Here is a list of funny how many does it take jokes and even better how many does it take puns that will make you laugh with friends.

  • How many Brexiteers does it take to change a light bulb?
    One to promise a brighter future and the rest to screw it up.
  • How many Trump supporters does it take to change a lightbulb? None. Trump says it's changed and his supporters all cheer in the dark.
  • How many Democrats does it take to change a lightbulb? None. They only *talk* about change.
  • How many Alzheimer's patients does it take in to screw in a lightbulb? To get to the other side
  • How many BuzzFeed workers does it take to turn on an electric chair? Thirteen. But number nine will shock you.
  • How many Republicans does it take to change a lightbulb? None. They're afraid of change- even if it makes the world a brighter place.
    (
  • How many introverts does it take to change a light bulb? Why must it be a group activity?
  • How many trans women does it take to screw in a lightbulb? Just one, and you don't even need the lightbulb. Just tell her she's a lovely girl, and she'll brighten up the room instantly.
  • How many people does it take to screw in a lightbulb? It takes two, very tiny people, to screw, in a lightbulb.
  • How many anti-vaxxers does it take to change a light bulb? None. They're happy living in the dark

One Does Not Simply Jokes

Here is a list of funny one does not simply jokes and even better one does not simply puns that will make you laugh with friends.

  • What's the difference between the US Capitol and Mordor? One does not simply walk into Mordor
  • What's the worst part about being an atheist? No one will know you were right.
    (I'd like to remind you this is simply a joke)
  • What's the difference between a gorrila pit and Mordor? One does not simply walk into Mordor
  • The BBC are setting up a theme park and asked the public what BBC show concept they would most like to ride. The number one survey response was simply... "Benedict Cumberbatch."
  • How do you separate two blind people fighting? You just simply shout:
    "I'm supporting the one with the knife!"
  • If one is an expert at tying knots, one does knot simply.
  • Van Gogh was never good at following directions.
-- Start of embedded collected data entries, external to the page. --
PR #2460, opened 2021-08-18
fix: Refactor collection exports to not send email attachment

### LINKED ISSUE #2125: Refactor collection exports to not send email attachment

iamsaumya:
closes #2125 

I accidentally merged PR #2401.


iamsaumya:
Ready for review 😄

tommoor:
UX thoughts after testing these changes…

- [ ] "Recent exports" header is shown when there are no exports, lets just hide the section in that scenario
- [ ] Paragraph of text above "Export Data" button mentions emailing the zip, lets tweak that text to say that we'll email when the export is complete.
- [ ] Spacing here is tight, maybe throw a `<br />` between
    image
- [ ] This size is strange, I think the method needs a little more attention at low file sizes…
      image
- [ ] The "Download" button on exports appears before the operation is complete, clicking it results in an error. hide?
- [ ] Listing "complete" here is actually a bit confusing when you didn't see the export process – there isn't a lot of context, I'm not sure if that means it should be removed so we only show status when it's incomplete, maybe? image
- [ ] When triggering an individual collection export there is no feedback, maybe we should forward the user to `/settings/import-export`?

app/models/FileOperation.js
```diff
@@ -0,0 +1,23 @@
...
+  state: string;
+  collection: ?Collection;
+  key: ?string;
+  size: number;
+  type: string;
+  user: User;
+  createdAt: string;
+
+  @computed
+  get sizeInMB(): string {
```
tommoor, line 18: As mentioned in comment, I think we need something slightly more sophisticated here that can deal with a wider range of sizes.

app/scenes/Settings/ImportExport.js
```diff
@@ -199,6 +211,46 @@ function ImportExport() {
...
+            key={item.id}
+            title={
+              item.collection ? item.collection.name : t("All collections")
+            }
+            subtitle={
+              <>
+                <Flex>
+                  {stateMapping[item.state]}&nbsp;•&nbsp;
+                  {user.id === item.user.id ? t("You") : item.user.name}{" "}
+                  created&nbsp;
```
tommoor, line 232: Missing translation hook here, we should make sure to include the subject to get a proper translation – something like:

```javascript
t(`{{userName}} requested`, { userName: user.id === item.user.id ? t("You") : item.user.name})
```

app/scenes/Settings/ImportExport.js
```diff
@@ -199,6 +211,46 @@ function ImportExport() {
...
+                onClick={() =>
+                  window.open(
+                    `/api/fileOperations.redirect?id=${item.id}`,
+                    "_blank"
+                  )
+                }
+                neutral
+              >
+                {t("Download")}
+              </Button>
```
tommoor, line 249: I _believe_ this will work

```suggestion
              <Button
                as="a"
                href={`/api/fileOperations.redirect?id=${item.id}`}
                neutral
              >
                {t("Download")}
              </Button>
```

server/api/collections.js
```diff
@@ -454,25 +454,21 @@ router.post("collections.export", auth(), async (ctx) => {
...
-    data: { title: collection.title },
-    ip: ctx.request.ip,
-  });
+  exportCollections(user.teamId, user.id, user.email, id);
 
-  ctx.attachment(`${collection.name}.zip`);
-  ctx.set("Content-Type", "application/force-download");
-  ctx.body = fs.createReadStream(filePath);
+  ctx.body = {
+    success: true,
```
tommoor, line 470: Could we return the file operation as `data` here? It would allow programmatically downloading the export once it's complete if the API consumer has the `id`

server/api/collections.js
```diff
@@ -482,26 +478,26 @@ router.post("collections.export_all", auth(), async (ctx) => {
...
   authorize(user, "export", team);
 
-  await Event.create({
-    name: "collections.export",
-    teamId: user.teamId,
-    actorId: user.id,
-    ip: ctx.request.ip,
-  });
-
   if (download) {
```
tommoor, line 481: Not sure it needs to be now but the plan will be to remove this flag entirely

server/api/fileOperations.js
```diff
@@ -0,0 +1,83 @@
...
+import { FileOperation, User, Collection, Team } from "../models";
+import policy from "../policies";
+import { presentFileOperation } from "../presenters";
+import { getSignedUrl } from "../utils/s3";
+import pagination from "./middlewares/pagination";
+
+const { authorize } = policy;
+const router = new Router();
+
+router.post("fileOperations.list", auth(), pagination(), async (ctx) => {
```
tommoor, line 14: If we add a `fileOperations.info` it will allow polling the state of the export via the API, automating data export is actually a surprisingly common usecase so I do believe it would be used.

server/api/fileOperations.js
```diff
@@ -0,0 +1,83 @@
...
+
+  const user = ctx.state.user;
+
+  const where = {
+    teamId: user.teamId,
+    type,
+  };
+
+  const team = await Team.findByPk(user.teamId);
+  authorize(user, type, team);
```
tommoor, line 29: `type` is coming directly from user input here, we're allowing them to choose what authorization they like :P 

Can use `ctx.assertIn(type, ["export", "import"], ...)` to ensure it's one of those two values instead of `assertPresent`

server/api/fileOperations.js
```diff
@@ -0,0 +1,83 @@
...
+      ...ctx.state.pagination,
+      total,
+    },
+    data: exports.map(presentFileOperation),
+  };
+});
+
+router.post("fileOperations.redirect", auth(), async (ctx) => {
+  const { id } = ctx.body;
+  ctx.assertPresent(id, "id is required");
```
tommoor, line 66:
```suggestion
  ctx.assertUuid(id, "id is required");
```

Even more specific

server/api/fileOperations.js
```diff
@@ -0,0 +1,83 @@
...
+
+  const user = ctx.state.user;
+  const team = await Team.findByPk(user.teamId);
+
+  const fileOp = await FileOperation.findByPk(id);
+  if (!fileOp) {
+    throw new NotFoundError();
+  }
+
```
tommoor, line 75: I think we can check if the fileOp.status !== complete and throw an error here

server/services/websockets.js
```diff
@@ -327,6 +327,15 @@ export default class Websockets {
         }
         return;
       }
+
+      case "fileOperations.update": {
+        return socketio
+          .to(`user-${event.actorId}`)
+          .emit("fileOperations.update", {
+            ...event.data,
+          });
```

Everything that he was told simply went in one ear and out the- oh wait a minute...
  • It wasn't easy for a group of hobbits to see their dead friend at the coroner's office. Because one does not simply walk in the morgue door.
  • As a sentient door, it's hard meeting others like me. One does not simply walk into more doors.
  • Why did Erdogan stop a man from jumping off a bridge? One does not simply fly in Turkish airspace without Erdogan's permission.

Ian Does Jokes

Here is a list of funny ian does jokes and even better ian does puns that will make you laugh with friends.
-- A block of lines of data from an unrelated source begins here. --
PR #2469, opened 2021-08-21
feat: Always show share button

### LINKED ISSUE #2444: Show "Share" button when 'Public document sharing' is disabled for internal team sharing
### Discussed in https://github.com/outline/outline/discussions/2443

<sup>Originally posted by **victorhuberta** August 12, 2021</sup>
The sharing feature is very intuitive and easy to use when 'Public document sharing' for a collection is enabled. But when it's disabled, the 'Share' button disappears and the user has to manually copy the browser URL and send it to their teammate. Afterwards, the teammate opens the URL and is greeted with the same page. The problem is that unlike with the usual share link, this page displays the document with the sidebar and looks busy.

I think it would be great if the 'Share' button doesn't disappear when 'Public document sharing' is disabled, and the user can share the link in precisely the same way (but they cannot enable public view, so only for teammates). Then when their teammates click on the link, they will be greeted by the document in a clean manner, without the sidebar. What do you guys think?</div>

wvds:
Show the share button even when public sharing is disabled in the security settings.
It basically checks if the person who opens the share link is logged in and has read access. If that's the case it will display the document.

Let me know if there's anything that need to be changed or if there's other feedback!

closes #2443 
closes #2444

### DIFF
--- a/app/scenes/Document/components/Header.js
+++ b/app/scenes/Document/components/Header.js
@@ -79,7 +79,6 @@ function DocumentHeader({
   const isNew = document.isNewDocument;
   const isTemplate = document.isTemplate;
   const can = policies.abilities(document.id);
-  const canShareDocument = auth.team && auth.team.sharing && can.share;
   const canToggleEmbeds = auth.team && auth.team.documentEmbeds;
   const canEdit = can.update && !isEditing;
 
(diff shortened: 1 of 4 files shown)


tommoor (approved):
Fantastic 🙏

PR #2485, opened 2021-08-24
fix: Draft doc are readable by collection member through URL

iamsaumya:


tommoor:
This is actually by design 😬 – so you can share an in-progress draft with team members. It's possible we could lock it down further when per-document sharing is built

iamsaumya:
Ohh 🤦🏻‍♂️

iamsaumya:
Should they be able to update and delete it too?

tommoor:
Update is okay, for collaboration – delete maybe not? This issue is going to disappear with your other PR anyway

PR #2488, opened 2021-08-25
Add support for authentication with Telegram.

FeralMib:
This PR add support for Telegram authentication, automatically enrolling the user in the first of the "allowed" teams.

Telegram auth integration was much harder / messier than Discord (https://github.com/outline/outline/pull/2470) as they don't provide a real oauth2 workflow. Typically you need to use their js library which creates a button automatically in an iframe (in their theme, white background, specific size) which will run your callback on auth, similar to oauth2 but not quite fully compatible.

Thankfully their library has a function to handle the same auth workflow with your own button, but getting the right data for it took a bit more plumbing in.

There's probably a cleaner way this could have been done, but it's my first time using React so had to figure it out as I went. Either way it's working pretty well for me as it stands!

### DIFF
--- a/app/components/AuthLogo/TelegramLogo.js
+++ b/app/components/AuthLogo/TelegramLogo.js
@@ -1,0 +1,31 @@
+// @flow
+import * as React from "react";
+
+type Props = {
+  size?: number,
+  fill?: string,
+  className?: string,
+};
+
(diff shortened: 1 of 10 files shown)


tommoor:
Thanks @FeralMib – this is here for anyone that wants it but we're not going to maintain within the main codebase for now.

PR #2496, opened 2021-08-27
fix: Move "public document sharing" to "Permissions"

### LINKED ISSUE #2483: Move "public document sharing" to "Permissions"
- Currently the setting for "Public document sharing" in a collection is inside the "Edit…" modal, it would be better placed in the "Permissions" modal below the default visibility and before individual member access.

image

### LINKED ISSUE #2487: Add `collections.permission_changed` event
Currently in the event log it's not possible to tell the difference between someone editing a collection title/description or completely changing the access permission, we need to separate these two actions into different events.

iamsaumya:
closes #2483 
closes #2487


server/events.js
```diff
@@ -145,6 +145,18 @@ export type CollectionEvent =
...
       data: { index: string },
       ip: string,
+    }
+  | {
+      name: "collections.permission_changed",
+      collectionId: string,
+      teamId: string,
+      actorId: string,
+      data: {
+        index: string,
```
tommoor, line 155:
```suggestion
```

server/api/collections.js
```diff
@@ -562,9 +563,17 @@ router.post("collections.update", auth(), async (ctx) => {
     collection.color = color;
   }
   if (permission !== undefined) {
+    // frontend sends empty string
+    ctx.assertIn(
+      permission,
+      ["read_write", "read", "", null],
```
tommoor, line 569:
```suggestion
      ["read_write", "read", ""],
```

Can it really be `null`?

iamsaumya: Some tests pass `null` I didn't update them with `""` thinking it must be some legacy feat that we are taking care of.

tommoor (approved):

PR #2502, opened 2021-08-27
fix: Improvements in share feat

iamsaumya:
- No `shares.create` request made when a doc is viewed
- Use `read` policy in `shares.update` to allow users to create links for team sharing 
- Update `allow(User, "update", Share)` policy to check document sharing ability of user.

### DIFF
--- a/server/api/shares.js
+++ b/server/api/shares.js
@@ -3,7 +3,7 @@ import Router from "koa-router";
 import Sequelize from "sequelize";
 import { NotFoundError } from "../errors";
 import auth from "../middlewares/authentication";
-import { Document, User, Event, Share, Team } from "../models";
+import { Document, User, Event, Share, Team, Collection } from "../models";
 import policy from "../policies";
 import { presentShare, presentPolicies } from "../presenters";
 import pagination from "./middlewares/pagination";
@@ -18,7 +18,9 @@ router.post("shares.info", auth(), async (ctx) => {
 
   const user = ctx.state.user;
   let shares = [];
-  let share = await Share.findOne({
+  let share = await Share.scope({
+    method: ["withCollection", user.id],
+  }).findOne({
     where: id
       ? {
           id,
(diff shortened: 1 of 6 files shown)


server/api/shares.js
```diff
@@ -190,7 +209,8 @@ router.post("shares.create", auth(), async (ctx) => {
   const user = ctx.state.user;
   const document = await Document.findByPk(documentId, { userId: user.id });
   const team = await Team.findByPk(user.teamId);
-  authorize(user, "share", document);
+  // user could be creating the share link to share with team members
+  authorize(user, "read", document);
   authorize(user, "share", team);
```
tommoor, line 214: I think we can lose this line as it again refers to public sharing

server/api/shares.js
```diff
@@ -147,7 +147,26 @@ router.post("shares.update", auth(), async (ctx) => {
   ctx.assertUuid(id, "id is required");
 
   const { user } = ctx.state;
-  const share = await Share.findByPk(id);
+
+  // fetch the share with document and collection.
+  const share = await Share.findByPk(id, {
```
tommoor, line 152: Consider moving this into the model as a named scope to keep the controllers clean. Interestingly the default scope includes the user and team too…

server/models/Share.js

  • Monday - Greg, Tuesday - Ian, Wednesday - Greg, Thursday - Ian, Friday - Greg, Saturday - Ian, Sunday - Greg The Gregorian calendar
  • How did Ian Fleming become so wealthy? By diversifying his Bonds!
  • I have a friend who is half Indian. He's called Ian.
  • What do you call a magician without the magic? Ian
  • My friend is half Indian. Ian.
  • My new cat is obsessed with sitting on the calendar, so I took that as an inspiration for his name I'm still doubting between Greg or Ian
  • What do you call a magician before he learn magic? Ian
  • What do you call a magician who doesn't do magic? Ian
  • What do you call a magician who looses his magic? Ian :)
  • What do you call a man who is half Indian? Ian.